Uma homenagem necessária e justa: Dia internacional da mulher celebra derrota de secular opressão

Em praticamente todos os agrupamentos dos indivíduos da nossa espécie (homo sapiens) – e sem existência de comunicação entre eles, que permitisse transmissão de costumes – estabeleceu-se, desde tempos ancestrais, uma hierarquia que subordinou as fêmeas aos machos ou, utilizando o linguajar cultural, uma predominância dos homens sobre as mulheres. Não há razões biológicas para domínio dos seres do sexo masculino sobre os do sexo feminino. E até hoje discutem-se os motivos que levaram a essa hierarquização absolutamente sem sentido. Mas tal tema fica para outro comentário.

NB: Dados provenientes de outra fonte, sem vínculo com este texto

PR #3688, opened 2021-07-21
Fix multiple bootstrap keys found

galal-hussein:

change the return error when multiple keys are found to a warning
loop over the keys and delete the empty string key only

#### Types of Changes ####

bugfix

#### Linked Issues ####
* https://github.com/rancher/rke2/issues/1401

#### User-Facing Change ####

```release-note

```

### DIFF
--- a/pkg/cluster/storage.go
+++ b/pkg/cluster/storage.go
@@ -132,20 +132,21 @@ func (c *Cluster) getBootstrapKeyFromStorage(ctx context.Context, storageClient 
 		return nil, false, nil
 	}
 	if len(bootstrapList) > 1 {
-		return nil, false, errors.New("found multiple bootstrap keys in storage")
+		logrus.Warn("found multiple bootstrap keys in storage")
 	}
-	bootstrapKV := bootstrapList[0]
-	// checking for empty string bootstrap key
-	switch string(bootstrapKV.Key) {
-	case emptyStringKey:
-		logrus.Warn("bootstrap data encrypted with empty string, deleting and resaving with token")
-		c.saveBootstrap = true
-		if err := storageClient.Delete(ctx, emptyStringKey, bootstrapKV.Modified); err != nil {
-			return nil, false, err
+	for _, bootstrapKV := range bootstrapList {
+		// checking for empty string bootstrap key
+		switch string(bootstrapKV.Key) {
+		case emptyStringKey:
+			logrus.Warn("bootstrap data encrypted with empty string, deleting and resaving with token")
+			c.saveBootstrap = true
+			if err := storageClient.Delete(ctx, emptyStringKey, bootstrapKV.Modified); err != nil {
+				return nil, false, err
+			}
+			return &bootstrapKV, true, nil
+		case tokenKey:
+			return &bootstrapKV, false, nil
 		}
-		return &bootstrapKV, true, nil
-	case tokenKey:
-		return &bootstrapKV, false, nil
 	}
 
 	return nil, false, errors.New("bootstrap data already found and encrypted with different token")
--- a/pkg/cluster/storage.go
+++ b/pkg/cluster/storage.go
@@ -226,5 +226,8 @@ func doMigrateToken(ctx context.Context, storageClient client.Client, keyValue c
 	}
 	logrus.Infof("created bootstrap key %s", newTokenKey)
 	// deleting the old key
-	return storageClient.Delete(ctx, oldTokenKey, keyValue.Modified)
+	if err := storageClient.Delete(ctx, oldTokenKey, keyValue.Modified); err != nil {
+		logrus.Warnf("failed to delete old bootstrap key %s", oldTokenKey)
+	}
+	return nil
 }
--- a/pkg/cluster/storage.go
+++ b/pkg/cluster/storage.go
@@ -47,7 +47,7 @@ func (c *Cluster) save(ctx context.Context) error {
 		return err
 	}
 
-	_, err = c.getBootstrapKeyFromStorage(ctx, storageClient, normalizedToken)
+	_, err = c.getBootstrapKeyFromStorage(ctx, storageClient, normalizedToken, token)
 	if err != nil {
 		return err
 	}
@@ -97,7 +97,7 @@ func (c *Cluster) storageBootstrap(ctx context.Context) error {
 		return err
 	}
 
-	value, err := c.getBootstrapKeyFromStorage(ctx, storageClient, normalizedToken)
+	value, err := c.getBootstrapKeyFromStorage(ctx, storageClient, normalizedToken, token)
 	if err != nil {
 		return err
 	}
@@ -117,7 +117,7 @@ func (c *Cluster) storageBootstrap(ctx context.Context) error {
 // hashed with empty string and will check for any key that is hashed by different token than the one
 // passed to it, it will return error if it finds a key that is hashed with different token and will return
 // value if it finds the key hashed by passed token or empty string
-func (c *Cluster) getBootstrapKeyFromStorage(ctx context.Context, storageClient client.Client, normalizedToken string) (*client.Value, error) {
+func (c *Cluster) getBootstrapKeyFromStorage(ctx context.Context, storageClient client.Client, normalizedToken, oldToken string) (*client.Value, error) {
 	emptyStringKey := storageKey("")
 	tokenKey := storageKey(normalizedToken)
 	bootstrapList, err := storageClient.List(ctx, "/bootstrap", 0)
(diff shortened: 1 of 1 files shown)


pkg/cluster/storage.go
```diff
@@ -132,20 +132,21 @@ func (c *Cluster) getBootstrapKeyFromStorage(ctx context.Context, storageClient
...
 	}
-	bootstrapKV := bootstrapList[0]
-	// checking for empty string bootstrap key
-	switch string(bootstrapKV.Key) {
-	case emptyStringKey:
-		logrus.Warn("bootstrap data encrypted with empty string, deleting and resaving with token")
-		c.saveBootstrap = true
-		if err := storageClient.Delete(ctx, emptyStringKey, bootstrapKV.Modified); err != nil {
-			return nil, false, err
+	for _, bootstrapKV := range bootstrapList {
```
brandond, line 137: This seems non-deterministic - the correct behavior depends on the empty string key coming up first, which isn't guaranteed. Can we get some tests for it perhaps, to make sure it handles all possible combinations of keys and key return orders?

brandond (changes requested):

pkg/cluster/storage.go
erikwilson: I think this is deterministic enough since there is only one case in the switch, but ideally we could avoid re-listing the bootstrap keys.

pkg/cluster/storage.go
```diff
@@ -119,36 +117,39 @@ func (c *Cluster) storageBootstrap(ctx context.Context) error {
...
+		return nil, err
 	}
 	if len(bootstrapList) == 0 {
 		c.saveBootstrap = true
-		return nil, false, nil
+		return nil, nil
 	}
 	if len(bootstrapList) > 1 {
-		return nil, false, errors.New("found multiple bootstrap keys in storage")
+		logrus.Warn("found multiple bootstrap keys in storage")
```
erikwilson, line 132: I think it is okay to error on multiple keys, we just need to ensure the keys contained in the list consist of only emptyStringKey and/or tokenKey.

pkg/cluster/storage.go
```diff
@@ -180,3 +181,41 @@ func normalizeToken(token string) (string, error) {
...
+					logrus.Warnln("bootstrap key exists; please follow documentation on updating a node after snapshot restore")
+					return nil
+				} else if strings.Contains(err.Error(), "not supported for learner") {
+					logrus.Debug("skipping bootstrap data save on learner")
+					return nil
+				}
+				return err
+			}
+			// deleting the empty string key
+			if err := storageClient.Delete(ctx, emptyStringKey, bootstrapKV.Modified); err != nil {
```
briandowns, line 213: You can simplify this and return here.

pkg/cluster/storage.go
brandond: It's OK now, originally it returned from the case within the loop, which meant that it would process differently depending on which key was enumerated first.

pkg/cluster/storage.go
```diff
@@ -180,3 +181,41 @@ func normalizeToken(token string) (string, error) {
...
+				return err
+			}
+			encryptedData, err := encrypt(token, data)
+			if err != nil {
+				return err
+			}
+			// saving the new encrypted data with the right token key
+			if err := storageClient.Create(ctx, tokenKey, encryptedData); err != nil {
+				if err.Error() == "key exists" {
+					logrus.Warnln("bootstrap key exists; please follow documentation on updating a node after snapshot restore")
```
erikwilson, line 204: If the tokenKey already exists in our bootstrapList we should not try to create one, but in case another server has already created one we should still try to remove the emptyStringKey (and probably warn on error).

pkg/cluster/storage.go
```diff
@@ -119,36 +117,39 @@ func (c *Cluster) storageBootstrap(ctx context.Context) error {
...
+	bootstrapList, err = storageClient.List(ctx, "/bootstrap", 0)
+	if err != nil {
+		return nil, err
+	}
+	for _, bootstrapKV := range bootstrapList {
+		// checking for empty string bootstrap key
+		switch string(bootstrapKV.Key) {
+		case tokenKey:
+			return &bootstrapKV, nil
 		}
```
brandond, line 149: Simplify switch with a single case to an if:
```suggestion
		if string(bootstrapKV.Key) == tokenKey {
			return &bootstrapKV, nil
		}
```

pkg/cluster/storage.go
galal-hussein: this can be prone to error, in that case we will going to need to delete the other key if found, what do you think?

pkg/cluster/storage.go
galal-hussein: will fix

pkg/cluster/storage.go
```diff
@@ -180,3 +181,41 @@ func normalizeToken(token string) (string, error) {
...
 }
+
+// migrateEmptyStringToken will list all keys that has prefix /bootstrap and will check for key that is
+// hashed with empty string and then migrate this empty string key and resave it with the right token
+func (c *Cluster) migrateEmptyStringToken(ctx context.Context, bootstrapList []client.Value, storageClient client.Client, emptyStringKey, tokenKey, token string) error {
+	for _, bootstrapKV := range bootstrapList {
+		// checking for empty string bootstrap key
+		if string(bootstrapKV.Key) == emptyStringKey {
+			logrus.Warn("bootstrap data encrypted with empty string, deleting and resaving with token")
+			// making sure that the process is autonmous by decrypting and rencrypting the data first
```
brandond, line 192:
```suggestion
			// make sure that the process is non-destructive by decrypting/re-encrypting/storing the data before deleting the old key
```

brandond (changes requested):

pkg/cluster/storage.go
erikwilson: The purpose of returning an error before was to prevent multiple servers from using different sets of bootstrap credentials. In this case we know that we must remove the empty key, and the only valid remaining key should be the token key. I think it is ok to error if there is another bootstrap key that does not match our token, unless you can identify a case where that is a valid scenario. I am ok with keeping it a warning if it is a necessity but think we should be more selective about when we enter this code block.

pkg/cluster/storage.go
erikwilson: I think this particular delete should only warn on error

galal-hussein: will fix

pkg/cluster/storage.go
galal-hussein: yeah thats not the case though, because we used to use the --token as it is, so if the server passed k10....:<token> it will use it as it is and not only the token part

briandowns (approved):

erikwilson (approved):
LGTM, this bootstrap code is probably a good candidate for adding unit tests

pkg/cluster/storage.go
```diff
@@ -47,14 +47,14 @@ func (c *Cluster) save(ctx context.Context) error {
...
-	_, _, err = c.getBootstrapKeyFromStorage(ctx, storageClient, normalizedToken)
+	_, err = c.getBootstrapKeyFromStorage(ctx, storageClient, normalizedToken, token)
 	if err != nil {
 		return err
 	}
 
 	if err := storageClient.Create(ctx, storageKey(normalizedToken), data); err != nil {
 		if err.Error() == "key exists" {
-			logrus.Warnln("bootstrap key exists; please follow documentation on updating a node after snapshot restore")
+			logrus.Warnln("bootstrap key already exists")
```
brandond, line 57: I don't think we use Warnln anywhere else do we? Usually just Warn.
```suggestion
			logrus.Warn("bootstrap key already exists")
```

galal-hussein: fixed

pkg/cluster/storage.go
```diff
@@ -119,36 +117,38 @@ func (c *Cluster) storageBootstrap(ctx context.Context) error {
...
+		return nil, err
+	}
+
+	// getting the list of bootstrap again after migrating the empty key
+	bootstrapList, err = storageClient.List(ctx, "/bootstrap", 0)
+	if err != nil {
+		return nil, err
+	}
+	for _, bootstrapKV := range bootstrapList {
+		// checking for empty string bootstrap key
```
brandond, line 145:
```suggestion
		// ensure bootstrap is stored in the current token's key
```

brandond (approved):

davidnuzik:
flaky arm64 test failure. Does not happen consistently. Going to force merge as per an internal slack thread conversation. https://drone-pr.k3s.io/k3s-io/k3s/1509/2/3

O que se quer aqui registrar é que, ao longo da História, tal estado de coisas foi imposto às subordinadas, mas jamais aceito por elas. A luta feminina contra o domínio masculino está presente em todos os momentos, desde a Antiguidade conhecida, tendo-se tornado mais intensa a partir de meados do século XIX, principalmente na Europa e nos Estados Unidos.

Um quadro de 1848 retrata reunião de um clube feminino em Paris, onde as mulheres formulavam três reivindicações: (i) que a saia de baixo (anágua) fosse substituída pela calcinha; (ii) que os homens se ocupassem dos trabalhos domésticos ao menos três dias por semana; e (iii) que se reconhecesse serem homens e mulheres absolutamente iguais, salvo pelas diferenças oriundas da própria natureza.

As fábricas criadas pela Revolução Industrial exigiam mão de obra feminina. As mulheres nelas passaram a trabalhar em condições degradantes, com jornada de trabalho de 15 horas, salários miseráveis, violência sexual e exploração do trabalho infantil dos filhos, que tinham que levar com elas. Também não dispunham de direitos cívicos, como o voto. Mas, agrupadas, passaram a conhecer a sua força e dispuseram-se à luta.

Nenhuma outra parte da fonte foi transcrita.